I know the definition of minimal sufficient statistics is:
A sufficient statistic T(X) is called a minimal sufficient statistic if, for any other sufficient statistic T'(X), T(X) is a function of T'(X).
I want to know how to interpret this definition from function view. T is smaller than T', if T is a function of T'. What does that mean?

The notion of sufficiency is data compression.
A sufficient stat is a stat which in some sense contains all useful information about the sample $X$. (for estimating the true parameter, of course)
The definition of a sufficient stat is the following: the conditional distribution of X(sample) given T(X) does not depend on $\theta$, which is saying in more human language $T(X)$ is a summary of $X$. Immediately, we see each sufficient stat defines an equivalence relation on the sample space. Again, we're compressing data so a set of samples which yield repetitive information about the true parameter is compressed to a single equivalence class.
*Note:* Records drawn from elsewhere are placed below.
PR #2373, opened 2020-10-13
Trailing space in content path breaks child resolution

ashklianko:


sigdestad:
What does this change do? The problem is strictly speaking a backend issue?

ashklianko:
In addition to backend fix we still need to filter invalid input before sending request to backend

For example, suppose we do $n$ iid Bernoulli $\theta$ trials, any set of samples such that each sample in the set has the same sum may be regarded as one sample for the purpose of estimating $\theta$.
We want maximal compression, which is a sensible way to understand the samples. All that the definition of MSufficientStat T says is if $T'(x) = T'(Y)$, then T(X) = T(Y). In order to define T as a composition of T' and a function g on the image of T', we may have to even define g in a funny way, but the point is it always exists. I guess we can think about the equivalence classes induced by a 'smaller' sufficient stat as grouping and merging the equivalence classes induced by a 'larger' sufficient stat.